> WHAT IS REQUIRED
Select, from the data, each line where "closely" occurs.
--- DATA Enclosed Below ---
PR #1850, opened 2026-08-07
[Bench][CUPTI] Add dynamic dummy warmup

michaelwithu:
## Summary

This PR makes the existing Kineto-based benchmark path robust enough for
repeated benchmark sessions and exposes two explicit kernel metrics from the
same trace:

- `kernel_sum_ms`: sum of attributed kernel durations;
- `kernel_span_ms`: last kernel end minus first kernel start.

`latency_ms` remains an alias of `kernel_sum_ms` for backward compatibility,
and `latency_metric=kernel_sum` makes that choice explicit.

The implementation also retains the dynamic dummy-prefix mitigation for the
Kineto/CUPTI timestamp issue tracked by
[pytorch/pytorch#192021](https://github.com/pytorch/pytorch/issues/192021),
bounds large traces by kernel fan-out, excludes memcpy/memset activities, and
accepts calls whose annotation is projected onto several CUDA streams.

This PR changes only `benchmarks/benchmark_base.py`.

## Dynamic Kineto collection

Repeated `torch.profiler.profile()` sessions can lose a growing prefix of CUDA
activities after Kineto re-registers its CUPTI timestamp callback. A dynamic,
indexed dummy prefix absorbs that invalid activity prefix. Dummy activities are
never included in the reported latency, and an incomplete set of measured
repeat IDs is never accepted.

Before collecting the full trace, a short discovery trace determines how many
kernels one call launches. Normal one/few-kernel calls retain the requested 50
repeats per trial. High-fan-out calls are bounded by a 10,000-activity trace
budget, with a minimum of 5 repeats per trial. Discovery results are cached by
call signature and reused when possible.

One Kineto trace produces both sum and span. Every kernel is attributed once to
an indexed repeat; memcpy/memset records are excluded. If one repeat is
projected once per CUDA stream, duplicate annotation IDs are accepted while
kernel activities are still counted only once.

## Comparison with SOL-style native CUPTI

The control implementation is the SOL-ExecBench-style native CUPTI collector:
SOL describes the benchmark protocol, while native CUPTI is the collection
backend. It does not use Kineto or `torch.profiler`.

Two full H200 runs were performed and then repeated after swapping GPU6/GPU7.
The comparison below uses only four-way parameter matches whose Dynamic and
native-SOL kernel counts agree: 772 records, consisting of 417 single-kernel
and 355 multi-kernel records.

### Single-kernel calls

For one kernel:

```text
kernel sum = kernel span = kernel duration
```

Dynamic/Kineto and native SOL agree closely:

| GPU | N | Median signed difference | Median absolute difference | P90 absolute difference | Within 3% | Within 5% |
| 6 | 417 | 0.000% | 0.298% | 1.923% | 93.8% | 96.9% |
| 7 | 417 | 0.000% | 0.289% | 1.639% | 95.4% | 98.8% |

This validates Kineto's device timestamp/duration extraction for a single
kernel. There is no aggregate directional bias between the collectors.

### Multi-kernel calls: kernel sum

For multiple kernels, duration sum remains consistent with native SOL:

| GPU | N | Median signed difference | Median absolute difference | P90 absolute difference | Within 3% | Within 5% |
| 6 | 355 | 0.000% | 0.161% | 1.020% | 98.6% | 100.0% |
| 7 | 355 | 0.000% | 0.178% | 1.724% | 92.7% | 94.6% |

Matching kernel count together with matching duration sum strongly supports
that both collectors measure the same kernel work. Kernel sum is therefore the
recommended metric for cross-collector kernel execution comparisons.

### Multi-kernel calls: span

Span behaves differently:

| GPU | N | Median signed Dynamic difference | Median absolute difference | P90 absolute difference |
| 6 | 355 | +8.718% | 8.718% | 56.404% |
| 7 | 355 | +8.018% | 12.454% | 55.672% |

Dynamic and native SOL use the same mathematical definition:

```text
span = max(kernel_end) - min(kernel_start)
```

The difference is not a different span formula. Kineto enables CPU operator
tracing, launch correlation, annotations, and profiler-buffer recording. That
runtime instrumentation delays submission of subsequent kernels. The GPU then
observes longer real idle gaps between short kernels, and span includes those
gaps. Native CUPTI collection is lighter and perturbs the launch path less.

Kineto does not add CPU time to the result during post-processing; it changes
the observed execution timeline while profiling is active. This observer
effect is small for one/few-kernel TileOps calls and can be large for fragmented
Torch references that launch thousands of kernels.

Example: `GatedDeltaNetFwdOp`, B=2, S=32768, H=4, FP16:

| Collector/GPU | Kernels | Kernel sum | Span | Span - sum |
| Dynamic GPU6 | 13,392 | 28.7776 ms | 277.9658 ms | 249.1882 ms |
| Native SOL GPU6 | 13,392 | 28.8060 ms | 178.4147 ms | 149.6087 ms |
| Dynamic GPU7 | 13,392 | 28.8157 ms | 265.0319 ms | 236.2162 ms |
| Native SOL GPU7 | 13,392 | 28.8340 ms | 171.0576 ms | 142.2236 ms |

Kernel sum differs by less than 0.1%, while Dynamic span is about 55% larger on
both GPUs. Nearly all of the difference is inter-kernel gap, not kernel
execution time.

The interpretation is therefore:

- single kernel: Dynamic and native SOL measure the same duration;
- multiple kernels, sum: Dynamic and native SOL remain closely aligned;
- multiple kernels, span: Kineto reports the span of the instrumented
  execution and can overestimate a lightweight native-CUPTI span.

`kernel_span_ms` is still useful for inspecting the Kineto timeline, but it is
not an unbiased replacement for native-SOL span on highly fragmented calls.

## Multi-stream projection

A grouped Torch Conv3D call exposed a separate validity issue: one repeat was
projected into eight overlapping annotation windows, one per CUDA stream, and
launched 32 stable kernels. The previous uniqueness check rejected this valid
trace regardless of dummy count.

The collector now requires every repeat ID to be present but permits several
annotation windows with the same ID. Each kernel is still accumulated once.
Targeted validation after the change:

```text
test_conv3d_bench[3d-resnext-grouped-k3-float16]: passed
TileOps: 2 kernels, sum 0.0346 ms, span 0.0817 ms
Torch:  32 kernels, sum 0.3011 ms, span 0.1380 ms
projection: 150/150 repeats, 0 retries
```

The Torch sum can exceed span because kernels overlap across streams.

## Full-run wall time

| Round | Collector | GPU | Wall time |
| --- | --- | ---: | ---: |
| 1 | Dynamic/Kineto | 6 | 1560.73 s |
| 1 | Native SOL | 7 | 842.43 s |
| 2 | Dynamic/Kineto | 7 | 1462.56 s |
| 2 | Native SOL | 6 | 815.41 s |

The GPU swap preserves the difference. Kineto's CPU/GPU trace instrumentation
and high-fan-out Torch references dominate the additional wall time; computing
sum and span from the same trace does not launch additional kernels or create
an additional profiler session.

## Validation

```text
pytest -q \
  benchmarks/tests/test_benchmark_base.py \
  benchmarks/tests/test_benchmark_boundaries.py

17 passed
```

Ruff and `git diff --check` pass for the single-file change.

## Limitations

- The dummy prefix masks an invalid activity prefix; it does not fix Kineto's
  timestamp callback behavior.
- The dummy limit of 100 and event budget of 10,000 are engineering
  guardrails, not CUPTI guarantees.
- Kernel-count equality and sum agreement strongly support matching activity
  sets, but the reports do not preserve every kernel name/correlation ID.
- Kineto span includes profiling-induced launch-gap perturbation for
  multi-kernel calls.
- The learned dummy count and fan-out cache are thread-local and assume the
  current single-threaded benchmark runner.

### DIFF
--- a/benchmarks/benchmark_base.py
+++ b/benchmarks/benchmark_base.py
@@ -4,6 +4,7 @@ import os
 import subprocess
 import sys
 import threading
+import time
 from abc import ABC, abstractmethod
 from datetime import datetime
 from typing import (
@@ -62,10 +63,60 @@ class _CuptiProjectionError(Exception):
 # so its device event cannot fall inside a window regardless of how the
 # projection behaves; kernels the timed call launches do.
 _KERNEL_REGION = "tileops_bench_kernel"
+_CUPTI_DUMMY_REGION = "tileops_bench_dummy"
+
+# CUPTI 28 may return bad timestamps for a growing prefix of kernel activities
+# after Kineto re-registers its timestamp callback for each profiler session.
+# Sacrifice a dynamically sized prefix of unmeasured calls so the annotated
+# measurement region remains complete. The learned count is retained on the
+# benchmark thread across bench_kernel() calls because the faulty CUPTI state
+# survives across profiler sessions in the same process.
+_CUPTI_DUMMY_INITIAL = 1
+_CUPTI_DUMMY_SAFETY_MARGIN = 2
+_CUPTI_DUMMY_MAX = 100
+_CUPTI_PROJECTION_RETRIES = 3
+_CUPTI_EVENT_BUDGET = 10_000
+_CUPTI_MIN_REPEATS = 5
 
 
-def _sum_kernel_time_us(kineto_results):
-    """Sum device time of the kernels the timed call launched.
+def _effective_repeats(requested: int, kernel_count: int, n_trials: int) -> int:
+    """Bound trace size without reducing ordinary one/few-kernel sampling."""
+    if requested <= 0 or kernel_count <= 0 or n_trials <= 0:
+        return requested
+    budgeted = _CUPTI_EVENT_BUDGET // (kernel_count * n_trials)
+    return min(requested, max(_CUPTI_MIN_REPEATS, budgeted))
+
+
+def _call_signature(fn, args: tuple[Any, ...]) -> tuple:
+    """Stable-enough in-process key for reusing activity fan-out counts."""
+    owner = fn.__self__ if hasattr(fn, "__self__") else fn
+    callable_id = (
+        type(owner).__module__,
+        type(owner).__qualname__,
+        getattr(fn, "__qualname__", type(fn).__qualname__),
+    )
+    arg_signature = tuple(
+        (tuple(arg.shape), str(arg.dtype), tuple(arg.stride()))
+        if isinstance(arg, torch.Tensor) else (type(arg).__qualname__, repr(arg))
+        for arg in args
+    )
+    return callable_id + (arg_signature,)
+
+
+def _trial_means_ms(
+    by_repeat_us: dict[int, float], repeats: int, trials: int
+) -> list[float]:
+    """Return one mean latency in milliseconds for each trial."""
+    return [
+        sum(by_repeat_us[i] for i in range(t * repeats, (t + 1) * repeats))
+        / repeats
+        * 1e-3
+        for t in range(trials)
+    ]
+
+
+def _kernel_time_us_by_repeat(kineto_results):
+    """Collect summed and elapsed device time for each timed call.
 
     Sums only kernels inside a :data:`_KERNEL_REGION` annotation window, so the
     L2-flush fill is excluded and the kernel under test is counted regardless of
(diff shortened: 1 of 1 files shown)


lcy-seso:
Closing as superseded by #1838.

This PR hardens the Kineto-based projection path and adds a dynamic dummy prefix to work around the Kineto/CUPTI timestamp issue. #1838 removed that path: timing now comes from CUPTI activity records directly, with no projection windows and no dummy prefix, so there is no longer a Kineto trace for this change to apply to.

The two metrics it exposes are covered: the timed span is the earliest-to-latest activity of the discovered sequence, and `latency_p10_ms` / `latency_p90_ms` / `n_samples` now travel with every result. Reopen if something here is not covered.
--- End of Enclosed DATA ---
--- DATA Enclosed Below ---
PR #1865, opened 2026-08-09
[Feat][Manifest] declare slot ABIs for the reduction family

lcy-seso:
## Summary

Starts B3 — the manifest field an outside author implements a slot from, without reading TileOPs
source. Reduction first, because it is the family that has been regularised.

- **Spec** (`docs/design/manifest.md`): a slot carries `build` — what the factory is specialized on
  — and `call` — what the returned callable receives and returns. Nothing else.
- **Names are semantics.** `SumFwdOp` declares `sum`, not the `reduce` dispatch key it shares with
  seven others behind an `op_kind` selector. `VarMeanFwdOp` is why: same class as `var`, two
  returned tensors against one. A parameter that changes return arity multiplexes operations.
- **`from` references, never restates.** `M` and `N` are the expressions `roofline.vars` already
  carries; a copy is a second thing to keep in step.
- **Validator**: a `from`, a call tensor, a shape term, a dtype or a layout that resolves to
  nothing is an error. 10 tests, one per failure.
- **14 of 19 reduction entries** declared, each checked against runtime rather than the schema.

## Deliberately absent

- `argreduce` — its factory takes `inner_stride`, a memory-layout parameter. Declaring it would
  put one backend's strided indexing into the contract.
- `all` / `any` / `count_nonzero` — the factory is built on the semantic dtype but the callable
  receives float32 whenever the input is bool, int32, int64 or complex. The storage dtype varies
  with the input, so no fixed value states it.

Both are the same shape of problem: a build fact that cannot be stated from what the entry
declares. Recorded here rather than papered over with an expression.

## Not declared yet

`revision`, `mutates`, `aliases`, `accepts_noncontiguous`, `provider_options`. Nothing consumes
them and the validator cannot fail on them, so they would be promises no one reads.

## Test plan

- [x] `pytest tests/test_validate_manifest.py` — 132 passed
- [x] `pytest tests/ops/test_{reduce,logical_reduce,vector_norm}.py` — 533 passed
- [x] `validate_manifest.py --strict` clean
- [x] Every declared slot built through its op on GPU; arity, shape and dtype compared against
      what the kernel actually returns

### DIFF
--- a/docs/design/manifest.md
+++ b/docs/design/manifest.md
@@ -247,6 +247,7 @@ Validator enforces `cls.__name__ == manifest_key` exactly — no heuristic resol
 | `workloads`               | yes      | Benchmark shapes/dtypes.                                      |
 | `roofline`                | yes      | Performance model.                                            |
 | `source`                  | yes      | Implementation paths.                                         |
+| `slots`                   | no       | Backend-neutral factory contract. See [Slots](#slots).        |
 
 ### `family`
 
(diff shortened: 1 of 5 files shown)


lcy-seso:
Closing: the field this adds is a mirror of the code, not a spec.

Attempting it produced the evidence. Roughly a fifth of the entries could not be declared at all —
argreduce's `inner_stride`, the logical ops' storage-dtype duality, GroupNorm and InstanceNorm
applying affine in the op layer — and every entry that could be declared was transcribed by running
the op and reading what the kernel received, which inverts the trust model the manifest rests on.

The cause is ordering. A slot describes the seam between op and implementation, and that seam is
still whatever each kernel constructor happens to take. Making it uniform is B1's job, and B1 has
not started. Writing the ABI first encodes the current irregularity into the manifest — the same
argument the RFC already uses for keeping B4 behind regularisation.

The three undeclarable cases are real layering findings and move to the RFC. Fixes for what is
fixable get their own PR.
--- End of Enclosed DATA ---
> TASK SOLUTION
Dynamic/Kineto and native SOL agree closely:
- multiple kernels, sum: Dynamic and native SOL remain closely aligned;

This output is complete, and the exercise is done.